* **Task statement**
Wherever "clarify" turns up in the entries, copy out the line that holds it.

* **Collected data**
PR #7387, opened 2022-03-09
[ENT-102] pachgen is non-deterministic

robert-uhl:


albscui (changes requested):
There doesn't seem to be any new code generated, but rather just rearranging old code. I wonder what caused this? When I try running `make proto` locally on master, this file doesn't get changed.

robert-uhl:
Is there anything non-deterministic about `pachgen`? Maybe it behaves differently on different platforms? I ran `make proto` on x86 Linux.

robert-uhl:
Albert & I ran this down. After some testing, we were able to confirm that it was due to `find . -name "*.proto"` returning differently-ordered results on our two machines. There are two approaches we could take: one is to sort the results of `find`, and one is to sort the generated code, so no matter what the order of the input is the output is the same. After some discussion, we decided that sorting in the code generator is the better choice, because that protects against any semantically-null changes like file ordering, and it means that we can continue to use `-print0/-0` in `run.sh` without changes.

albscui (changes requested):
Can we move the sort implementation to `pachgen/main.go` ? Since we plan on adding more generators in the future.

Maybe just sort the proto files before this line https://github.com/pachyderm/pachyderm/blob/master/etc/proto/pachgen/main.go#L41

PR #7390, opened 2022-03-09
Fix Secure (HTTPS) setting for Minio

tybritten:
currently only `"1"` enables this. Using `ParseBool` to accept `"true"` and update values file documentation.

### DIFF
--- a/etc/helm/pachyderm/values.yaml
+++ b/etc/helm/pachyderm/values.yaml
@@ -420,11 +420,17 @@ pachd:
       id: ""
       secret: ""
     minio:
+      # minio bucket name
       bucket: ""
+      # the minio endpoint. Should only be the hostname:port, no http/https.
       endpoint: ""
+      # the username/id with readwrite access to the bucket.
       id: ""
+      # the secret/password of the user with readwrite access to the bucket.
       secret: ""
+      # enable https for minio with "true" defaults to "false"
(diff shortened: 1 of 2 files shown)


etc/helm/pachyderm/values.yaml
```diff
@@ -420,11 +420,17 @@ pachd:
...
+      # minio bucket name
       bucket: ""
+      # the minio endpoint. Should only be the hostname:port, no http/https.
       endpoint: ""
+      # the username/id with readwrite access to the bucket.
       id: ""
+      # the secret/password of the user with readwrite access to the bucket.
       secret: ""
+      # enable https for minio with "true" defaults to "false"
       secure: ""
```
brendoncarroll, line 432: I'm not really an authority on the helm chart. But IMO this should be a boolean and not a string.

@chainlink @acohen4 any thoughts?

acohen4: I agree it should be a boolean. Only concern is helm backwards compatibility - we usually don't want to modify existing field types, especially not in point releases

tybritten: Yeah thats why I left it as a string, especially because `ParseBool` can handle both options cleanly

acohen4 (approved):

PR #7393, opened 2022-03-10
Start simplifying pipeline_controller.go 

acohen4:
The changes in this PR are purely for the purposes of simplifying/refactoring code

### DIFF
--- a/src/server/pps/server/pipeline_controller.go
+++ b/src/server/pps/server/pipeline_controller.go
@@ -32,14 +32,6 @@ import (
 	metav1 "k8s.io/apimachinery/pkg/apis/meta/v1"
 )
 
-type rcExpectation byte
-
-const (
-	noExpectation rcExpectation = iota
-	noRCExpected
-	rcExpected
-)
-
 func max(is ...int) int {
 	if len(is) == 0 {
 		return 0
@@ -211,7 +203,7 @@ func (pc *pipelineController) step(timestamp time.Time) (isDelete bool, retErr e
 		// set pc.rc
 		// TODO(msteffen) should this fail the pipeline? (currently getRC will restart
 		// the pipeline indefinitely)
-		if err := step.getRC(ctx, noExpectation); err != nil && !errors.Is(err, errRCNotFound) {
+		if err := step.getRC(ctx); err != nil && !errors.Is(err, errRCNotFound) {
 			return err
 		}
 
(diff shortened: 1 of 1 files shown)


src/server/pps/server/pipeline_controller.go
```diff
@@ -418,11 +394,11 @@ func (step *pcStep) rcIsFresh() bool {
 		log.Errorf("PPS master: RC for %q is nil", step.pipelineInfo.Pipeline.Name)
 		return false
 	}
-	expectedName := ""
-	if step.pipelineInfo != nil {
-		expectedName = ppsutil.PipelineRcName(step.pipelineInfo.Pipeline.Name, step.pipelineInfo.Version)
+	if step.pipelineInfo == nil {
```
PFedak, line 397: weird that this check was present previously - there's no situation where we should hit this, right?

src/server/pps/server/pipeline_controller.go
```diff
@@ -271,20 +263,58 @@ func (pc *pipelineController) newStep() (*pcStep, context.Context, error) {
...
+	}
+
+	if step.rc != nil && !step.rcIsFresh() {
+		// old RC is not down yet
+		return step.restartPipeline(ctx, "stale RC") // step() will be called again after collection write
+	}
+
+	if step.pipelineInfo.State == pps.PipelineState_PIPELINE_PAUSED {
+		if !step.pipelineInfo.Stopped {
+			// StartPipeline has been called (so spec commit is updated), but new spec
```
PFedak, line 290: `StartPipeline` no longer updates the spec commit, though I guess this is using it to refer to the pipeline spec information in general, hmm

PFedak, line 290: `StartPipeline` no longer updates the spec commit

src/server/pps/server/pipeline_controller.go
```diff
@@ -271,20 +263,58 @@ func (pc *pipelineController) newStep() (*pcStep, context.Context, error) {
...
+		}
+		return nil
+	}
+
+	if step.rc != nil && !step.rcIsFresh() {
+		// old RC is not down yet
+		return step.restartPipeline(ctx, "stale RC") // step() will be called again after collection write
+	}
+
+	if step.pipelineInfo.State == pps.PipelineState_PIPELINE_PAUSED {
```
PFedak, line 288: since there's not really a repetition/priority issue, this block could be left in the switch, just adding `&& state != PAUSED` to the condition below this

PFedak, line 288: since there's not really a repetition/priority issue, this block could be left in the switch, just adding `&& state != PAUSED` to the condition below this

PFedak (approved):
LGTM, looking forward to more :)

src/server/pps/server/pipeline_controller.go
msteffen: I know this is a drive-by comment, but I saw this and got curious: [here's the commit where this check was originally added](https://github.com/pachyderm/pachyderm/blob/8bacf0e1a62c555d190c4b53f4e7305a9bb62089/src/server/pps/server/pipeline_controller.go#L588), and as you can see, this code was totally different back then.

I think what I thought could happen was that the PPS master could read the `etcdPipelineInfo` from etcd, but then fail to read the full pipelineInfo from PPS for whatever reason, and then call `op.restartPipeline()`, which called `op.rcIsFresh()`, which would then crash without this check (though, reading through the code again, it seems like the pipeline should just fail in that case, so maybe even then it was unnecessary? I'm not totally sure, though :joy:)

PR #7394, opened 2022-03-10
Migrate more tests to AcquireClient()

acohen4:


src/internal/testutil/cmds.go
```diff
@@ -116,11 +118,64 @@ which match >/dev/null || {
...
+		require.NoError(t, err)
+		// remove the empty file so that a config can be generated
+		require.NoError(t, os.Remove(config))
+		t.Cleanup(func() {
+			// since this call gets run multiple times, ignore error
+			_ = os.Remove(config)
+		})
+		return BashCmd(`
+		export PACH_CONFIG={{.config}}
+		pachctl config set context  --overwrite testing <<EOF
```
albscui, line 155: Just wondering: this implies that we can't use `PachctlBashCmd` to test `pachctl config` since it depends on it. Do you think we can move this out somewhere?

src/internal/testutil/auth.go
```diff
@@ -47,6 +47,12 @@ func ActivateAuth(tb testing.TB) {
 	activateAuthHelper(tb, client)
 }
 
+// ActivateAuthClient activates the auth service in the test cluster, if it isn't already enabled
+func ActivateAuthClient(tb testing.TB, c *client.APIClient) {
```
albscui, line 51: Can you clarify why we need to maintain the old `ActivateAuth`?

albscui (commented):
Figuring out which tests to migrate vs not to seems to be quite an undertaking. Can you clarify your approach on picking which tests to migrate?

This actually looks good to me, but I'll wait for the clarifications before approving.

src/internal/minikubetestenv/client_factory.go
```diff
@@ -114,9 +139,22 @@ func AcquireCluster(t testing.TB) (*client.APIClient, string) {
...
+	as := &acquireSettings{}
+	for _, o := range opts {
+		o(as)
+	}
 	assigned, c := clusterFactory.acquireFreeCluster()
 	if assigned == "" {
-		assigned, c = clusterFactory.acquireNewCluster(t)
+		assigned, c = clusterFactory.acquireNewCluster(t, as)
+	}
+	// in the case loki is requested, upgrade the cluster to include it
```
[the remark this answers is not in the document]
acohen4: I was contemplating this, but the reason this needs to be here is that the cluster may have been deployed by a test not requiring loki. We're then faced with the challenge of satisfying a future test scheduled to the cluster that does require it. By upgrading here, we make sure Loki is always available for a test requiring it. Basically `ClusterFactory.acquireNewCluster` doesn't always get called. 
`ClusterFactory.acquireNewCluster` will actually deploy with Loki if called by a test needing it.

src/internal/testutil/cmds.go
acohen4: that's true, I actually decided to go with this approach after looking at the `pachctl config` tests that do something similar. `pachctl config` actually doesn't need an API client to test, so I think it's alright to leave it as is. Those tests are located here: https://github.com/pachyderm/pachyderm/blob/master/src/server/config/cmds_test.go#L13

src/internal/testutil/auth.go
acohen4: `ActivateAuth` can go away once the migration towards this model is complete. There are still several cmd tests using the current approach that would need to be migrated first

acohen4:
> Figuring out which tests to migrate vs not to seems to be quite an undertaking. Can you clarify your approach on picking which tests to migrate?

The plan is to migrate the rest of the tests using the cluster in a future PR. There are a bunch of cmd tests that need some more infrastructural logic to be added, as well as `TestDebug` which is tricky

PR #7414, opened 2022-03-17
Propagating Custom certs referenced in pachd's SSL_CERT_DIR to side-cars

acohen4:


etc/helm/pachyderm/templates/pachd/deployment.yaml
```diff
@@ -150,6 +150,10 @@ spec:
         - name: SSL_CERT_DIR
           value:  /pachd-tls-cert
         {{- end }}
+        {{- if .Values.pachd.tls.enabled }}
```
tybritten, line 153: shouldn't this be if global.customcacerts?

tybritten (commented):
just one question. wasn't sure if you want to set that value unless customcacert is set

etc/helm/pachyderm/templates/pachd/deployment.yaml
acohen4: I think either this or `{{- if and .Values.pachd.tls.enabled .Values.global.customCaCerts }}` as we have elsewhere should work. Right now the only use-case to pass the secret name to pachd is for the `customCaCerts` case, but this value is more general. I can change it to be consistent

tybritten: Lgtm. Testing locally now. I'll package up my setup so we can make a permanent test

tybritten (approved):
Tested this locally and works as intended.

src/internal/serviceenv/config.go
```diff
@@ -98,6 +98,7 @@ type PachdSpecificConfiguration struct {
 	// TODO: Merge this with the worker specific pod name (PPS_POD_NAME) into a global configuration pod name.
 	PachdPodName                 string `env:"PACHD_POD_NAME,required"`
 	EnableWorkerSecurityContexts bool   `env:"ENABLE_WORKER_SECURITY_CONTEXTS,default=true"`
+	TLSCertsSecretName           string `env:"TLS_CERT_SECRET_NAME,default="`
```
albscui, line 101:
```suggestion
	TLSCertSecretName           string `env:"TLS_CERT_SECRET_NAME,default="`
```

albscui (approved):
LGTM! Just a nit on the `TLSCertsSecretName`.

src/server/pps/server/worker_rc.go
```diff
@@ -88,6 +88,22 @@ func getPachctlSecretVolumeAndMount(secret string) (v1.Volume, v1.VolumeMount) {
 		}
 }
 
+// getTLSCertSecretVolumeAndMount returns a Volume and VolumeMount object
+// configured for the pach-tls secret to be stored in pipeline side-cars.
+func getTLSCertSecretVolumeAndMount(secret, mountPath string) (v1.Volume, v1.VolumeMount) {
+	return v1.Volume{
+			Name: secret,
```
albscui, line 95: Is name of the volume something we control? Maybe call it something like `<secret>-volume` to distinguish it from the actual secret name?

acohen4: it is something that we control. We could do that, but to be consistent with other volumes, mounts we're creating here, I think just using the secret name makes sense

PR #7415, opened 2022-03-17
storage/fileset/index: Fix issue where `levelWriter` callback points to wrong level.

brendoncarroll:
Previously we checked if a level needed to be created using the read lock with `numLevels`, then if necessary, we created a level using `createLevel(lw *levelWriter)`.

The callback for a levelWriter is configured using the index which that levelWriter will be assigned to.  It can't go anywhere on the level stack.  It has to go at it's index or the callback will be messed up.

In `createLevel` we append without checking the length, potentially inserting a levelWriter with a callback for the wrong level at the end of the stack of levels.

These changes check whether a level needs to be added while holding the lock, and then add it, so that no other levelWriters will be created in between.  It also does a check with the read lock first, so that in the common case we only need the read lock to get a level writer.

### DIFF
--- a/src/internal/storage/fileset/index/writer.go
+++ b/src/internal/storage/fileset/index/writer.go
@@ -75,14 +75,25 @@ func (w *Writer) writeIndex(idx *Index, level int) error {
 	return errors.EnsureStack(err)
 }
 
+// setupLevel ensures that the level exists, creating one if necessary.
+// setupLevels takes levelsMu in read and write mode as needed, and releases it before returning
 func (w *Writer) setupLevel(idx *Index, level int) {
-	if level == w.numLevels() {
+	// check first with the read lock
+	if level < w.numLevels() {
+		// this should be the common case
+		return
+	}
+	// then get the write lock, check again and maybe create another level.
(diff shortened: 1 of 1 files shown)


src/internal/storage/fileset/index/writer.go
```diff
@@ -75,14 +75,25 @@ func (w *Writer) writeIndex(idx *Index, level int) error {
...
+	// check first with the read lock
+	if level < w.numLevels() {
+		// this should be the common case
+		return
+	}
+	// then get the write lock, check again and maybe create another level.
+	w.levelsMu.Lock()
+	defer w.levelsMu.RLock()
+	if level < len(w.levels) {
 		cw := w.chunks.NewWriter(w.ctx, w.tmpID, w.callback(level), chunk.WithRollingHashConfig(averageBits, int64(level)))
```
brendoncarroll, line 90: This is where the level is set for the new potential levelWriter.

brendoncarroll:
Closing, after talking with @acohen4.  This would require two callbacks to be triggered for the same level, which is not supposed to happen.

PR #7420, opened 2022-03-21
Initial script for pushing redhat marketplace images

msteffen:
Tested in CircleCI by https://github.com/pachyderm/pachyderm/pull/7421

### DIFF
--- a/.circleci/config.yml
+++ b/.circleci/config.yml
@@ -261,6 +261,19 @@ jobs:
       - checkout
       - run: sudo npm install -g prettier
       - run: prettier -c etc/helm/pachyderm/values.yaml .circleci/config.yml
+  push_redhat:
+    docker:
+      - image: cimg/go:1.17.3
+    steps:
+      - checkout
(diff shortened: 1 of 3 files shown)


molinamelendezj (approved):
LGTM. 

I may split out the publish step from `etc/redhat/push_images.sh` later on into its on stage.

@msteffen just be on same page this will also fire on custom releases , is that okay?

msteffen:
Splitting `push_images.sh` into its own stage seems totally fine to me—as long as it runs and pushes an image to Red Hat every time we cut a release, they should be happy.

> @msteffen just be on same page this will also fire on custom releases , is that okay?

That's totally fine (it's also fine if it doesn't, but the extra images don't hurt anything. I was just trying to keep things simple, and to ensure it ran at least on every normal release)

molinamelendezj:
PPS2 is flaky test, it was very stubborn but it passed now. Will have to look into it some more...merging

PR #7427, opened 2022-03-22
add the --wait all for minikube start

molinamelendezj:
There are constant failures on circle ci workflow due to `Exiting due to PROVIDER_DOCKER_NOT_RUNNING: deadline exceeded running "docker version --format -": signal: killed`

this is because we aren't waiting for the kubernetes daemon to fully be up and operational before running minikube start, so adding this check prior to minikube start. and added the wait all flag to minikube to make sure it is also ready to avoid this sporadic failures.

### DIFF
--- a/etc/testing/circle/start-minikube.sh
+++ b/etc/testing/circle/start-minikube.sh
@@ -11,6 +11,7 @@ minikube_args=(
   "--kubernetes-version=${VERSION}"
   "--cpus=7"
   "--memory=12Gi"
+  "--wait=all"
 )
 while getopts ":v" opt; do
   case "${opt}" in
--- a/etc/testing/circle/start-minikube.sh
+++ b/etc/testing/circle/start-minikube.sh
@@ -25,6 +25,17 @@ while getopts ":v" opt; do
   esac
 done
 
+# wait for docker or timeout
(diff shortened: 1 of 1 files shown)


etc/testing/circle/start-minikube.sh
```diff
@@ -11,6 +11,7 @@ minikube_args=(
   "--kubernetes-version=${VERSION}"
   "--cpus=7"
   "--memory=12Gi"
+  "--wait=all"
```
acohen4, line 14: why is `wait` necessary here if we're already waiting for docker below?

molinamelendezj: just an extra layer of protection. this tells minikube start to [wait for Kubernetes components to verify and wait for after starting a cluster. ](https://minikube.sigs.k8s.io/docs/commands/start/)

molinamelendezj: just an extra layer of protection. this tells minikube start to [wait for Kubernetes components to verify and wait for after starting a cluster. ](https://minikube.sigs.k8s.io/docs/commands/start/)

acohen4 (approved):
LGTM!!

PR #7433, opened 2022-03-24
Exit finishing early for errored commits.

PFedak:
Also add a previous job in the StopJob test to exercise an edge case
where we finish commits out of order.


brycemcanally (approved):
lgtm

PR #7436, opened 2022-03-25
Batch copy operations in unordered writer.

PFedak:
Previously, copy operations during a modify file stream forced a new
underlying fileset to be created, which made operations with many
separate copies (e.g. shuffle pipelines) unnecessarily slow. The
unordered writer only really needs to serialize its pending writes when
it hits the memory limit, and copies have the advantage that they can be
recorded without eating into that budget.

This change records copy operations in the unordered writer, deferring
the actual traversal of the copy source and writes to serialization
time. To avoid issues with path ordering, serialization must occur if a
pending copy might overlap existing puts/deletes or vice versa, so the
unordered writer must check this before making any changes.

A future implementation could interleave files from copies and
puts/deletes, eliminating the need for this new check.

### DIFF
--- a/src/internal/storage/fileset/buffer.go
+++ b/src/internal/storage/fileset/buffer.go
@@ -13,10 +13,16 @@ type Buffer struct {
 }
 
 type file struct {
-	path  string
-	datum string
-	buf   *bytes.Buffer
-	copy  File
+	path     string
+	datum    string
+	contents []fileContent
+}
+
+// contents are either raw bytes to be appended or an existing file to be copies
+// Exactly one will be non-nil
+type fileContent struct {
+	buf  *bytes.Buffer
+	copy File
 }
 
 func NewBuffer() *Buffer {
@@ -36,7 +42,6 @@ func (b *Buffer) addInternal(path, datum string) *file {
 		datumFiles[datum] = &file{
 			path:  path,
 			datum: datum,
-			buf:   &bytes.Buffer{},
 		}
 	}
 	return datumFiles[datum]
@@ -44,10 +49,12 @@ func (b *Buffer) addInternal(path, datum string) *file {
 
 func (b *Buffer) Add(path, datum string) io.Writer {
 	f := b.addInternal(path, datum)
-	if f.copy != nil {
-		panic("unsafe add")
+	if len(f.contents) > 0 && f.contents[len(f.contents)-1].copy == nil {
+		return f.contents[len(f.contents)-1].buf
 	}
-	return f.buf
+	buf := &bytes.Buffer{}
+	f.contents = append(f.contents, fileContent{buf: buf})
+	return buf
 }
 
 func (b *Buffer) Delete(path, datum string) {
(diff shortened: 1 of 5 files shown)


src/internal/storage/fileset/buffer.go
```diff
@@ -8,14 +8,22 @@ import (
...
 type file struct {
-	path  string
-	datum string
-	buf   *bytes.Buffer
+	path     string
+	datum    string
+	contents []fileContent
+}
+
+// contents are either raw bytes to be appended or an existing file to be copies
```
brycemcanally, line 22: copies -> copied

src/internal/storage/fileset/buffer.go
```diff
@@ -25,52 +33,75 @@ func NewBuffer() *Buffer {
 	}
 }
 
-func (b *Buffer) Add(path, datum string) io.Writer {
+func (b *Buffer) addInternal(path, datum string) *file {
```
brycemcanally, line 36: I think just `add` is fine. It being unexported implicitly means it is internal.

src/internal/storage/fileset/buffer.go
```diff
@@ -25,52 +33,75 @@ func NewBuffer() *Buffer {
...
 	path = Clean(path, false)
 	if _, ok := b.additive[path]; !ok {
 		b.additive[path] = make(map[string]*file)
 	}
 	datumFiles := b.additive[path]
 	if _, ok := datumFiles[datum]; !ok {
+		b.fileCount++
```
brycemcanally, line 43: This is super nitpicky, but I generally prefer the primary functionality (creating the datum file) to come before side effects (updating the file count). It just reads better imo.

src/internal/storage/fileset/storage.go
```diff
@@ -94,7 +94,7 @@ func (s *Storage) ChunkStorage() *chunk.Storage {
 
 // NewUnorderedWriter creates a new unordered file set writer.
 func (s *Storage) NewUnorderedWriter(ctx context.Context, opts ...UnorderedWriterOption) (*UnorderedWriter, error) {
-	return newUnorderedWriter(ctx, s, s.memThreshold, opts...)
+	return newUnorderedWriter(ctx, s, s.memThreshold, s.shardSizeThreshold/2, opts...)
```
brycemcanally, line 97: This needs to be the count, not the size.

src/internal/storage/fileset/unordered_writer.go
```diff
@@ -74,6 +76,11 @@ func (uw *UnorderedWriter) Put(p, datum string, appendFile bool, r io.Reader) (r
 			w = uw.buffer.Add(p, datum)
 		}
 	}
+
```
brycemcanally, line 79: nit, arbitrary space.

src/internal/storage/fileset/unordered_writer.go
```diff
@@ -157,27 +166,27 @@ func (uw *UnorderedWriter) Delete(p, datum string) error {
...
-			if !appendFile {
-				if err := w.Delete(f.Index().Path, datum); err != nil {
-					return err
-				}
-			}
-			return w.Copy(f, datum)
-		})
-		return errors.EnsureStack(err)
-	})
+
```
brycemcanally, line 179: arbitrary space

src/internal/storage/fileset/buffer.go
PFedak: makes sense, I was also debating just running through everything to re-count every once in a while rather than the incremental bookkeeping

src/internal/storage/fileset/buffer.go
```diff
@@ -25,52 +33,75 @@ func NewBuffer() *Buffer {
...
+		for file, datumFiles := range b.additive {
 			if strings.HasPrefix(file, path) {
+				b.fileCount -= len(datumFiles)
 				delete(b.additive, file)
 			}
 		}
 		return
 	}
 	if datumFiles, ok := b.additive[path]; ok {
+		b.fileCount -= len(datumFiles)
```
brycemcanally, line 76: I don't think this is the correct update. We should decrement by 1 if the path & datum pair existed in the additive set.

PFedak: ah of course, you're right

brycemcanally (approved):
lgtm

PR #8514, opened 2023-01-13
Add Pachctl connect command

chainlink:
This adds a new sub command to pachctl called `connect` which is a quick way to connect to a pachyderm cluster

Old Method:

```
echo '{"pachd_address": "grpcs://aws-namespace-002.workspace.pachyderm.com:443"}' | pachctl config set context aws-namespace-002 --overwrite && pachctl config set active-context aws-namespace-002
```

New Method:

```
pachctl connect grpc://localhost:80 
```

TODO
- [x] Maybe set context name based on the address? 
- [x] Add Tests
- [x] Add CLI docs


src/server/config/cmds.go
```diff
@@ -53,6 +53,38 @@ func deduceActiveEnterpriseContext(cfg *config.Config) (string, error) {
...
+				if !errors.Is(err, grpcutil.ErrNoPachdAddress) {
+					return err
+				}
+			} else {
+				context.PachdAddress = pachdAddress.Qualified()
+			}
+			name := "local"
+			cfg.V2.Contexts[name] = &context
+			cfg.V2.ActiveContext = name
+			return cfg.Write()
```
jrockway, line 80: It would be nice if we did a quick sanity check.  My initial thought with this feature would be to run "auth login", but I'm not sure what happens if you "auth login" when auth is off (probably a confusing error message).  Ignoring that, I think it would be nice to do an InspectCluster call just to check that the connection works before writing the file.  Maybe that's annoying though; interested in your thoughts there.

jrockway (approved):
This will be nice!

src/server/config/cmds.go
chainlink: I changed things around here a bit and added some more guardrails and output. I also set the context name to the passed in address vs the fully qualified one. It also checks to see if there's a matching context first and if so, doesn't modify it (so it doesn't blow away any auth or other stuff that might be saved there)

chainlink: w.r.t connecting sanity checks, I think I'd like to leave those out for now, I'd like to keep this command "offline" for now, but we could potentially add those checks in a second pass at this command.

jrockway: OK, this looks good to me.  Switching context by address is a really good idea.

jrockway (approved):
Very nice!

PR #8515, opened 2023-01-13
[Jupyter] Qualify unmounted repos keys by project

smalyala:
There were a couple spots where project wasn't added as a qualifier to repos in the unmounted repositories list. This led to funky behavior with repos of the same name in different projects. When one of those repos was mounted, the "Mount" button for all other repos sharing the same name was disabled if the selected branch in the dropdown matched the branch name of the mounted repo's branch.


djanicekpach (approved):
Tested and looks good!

* **Your response**
albscui, line 51: Can you clarify why we need to maintain the old `ActivateAuth`?
Figuring out which tests to migrate vs not to seems to be quite an undertaking. Can you clarify your approach on picking which tests to migrate?
> Figuring out which tests to migrate vs not to seems to be quite an undertaking. Can you clarify your approach on picking which tests to migrate?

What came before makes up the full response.